Tally the lines below that contain "Moved" and reply with only the tally.

━━━━━━━━━━

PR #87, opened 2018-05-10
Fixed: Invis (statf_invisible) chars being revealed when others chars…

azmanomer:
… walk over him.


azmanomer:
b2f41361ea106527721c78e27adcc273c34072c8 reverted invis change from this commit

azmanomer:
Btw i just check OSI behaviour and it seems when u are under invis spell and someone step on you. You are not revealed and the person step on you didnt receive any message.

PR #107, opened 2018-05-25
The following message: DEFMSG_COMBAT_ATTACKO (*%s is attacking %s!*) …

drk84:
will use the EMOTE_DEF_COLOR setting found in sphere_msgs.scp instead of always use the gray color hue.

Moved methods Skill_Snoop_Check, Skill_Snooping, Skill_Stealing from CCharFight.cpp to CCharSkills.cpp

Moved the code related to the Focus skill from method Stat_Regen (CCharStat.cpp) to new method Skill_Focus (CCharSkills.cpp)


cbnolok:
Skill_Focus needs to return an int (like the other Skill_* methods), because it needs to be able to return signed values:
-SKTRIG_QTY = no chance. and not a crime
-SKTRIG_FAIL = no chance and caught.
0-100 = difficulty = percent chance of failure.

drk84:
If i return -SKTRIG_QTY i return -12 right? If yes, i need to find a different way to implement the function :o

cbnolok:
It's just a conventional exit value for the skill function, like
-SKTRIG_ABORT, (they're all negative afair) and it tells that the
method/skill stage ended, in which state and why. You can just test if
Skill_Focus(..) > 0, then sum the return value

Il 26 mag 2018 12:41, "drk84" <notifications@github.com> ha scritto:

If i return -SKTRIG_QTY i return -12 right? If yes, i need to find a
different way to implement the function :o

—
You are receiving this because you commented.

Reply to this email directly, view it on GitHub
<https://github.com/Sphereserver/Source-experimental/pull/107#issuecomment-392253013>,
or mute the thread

━━━━━━━━━━

[Task output]
2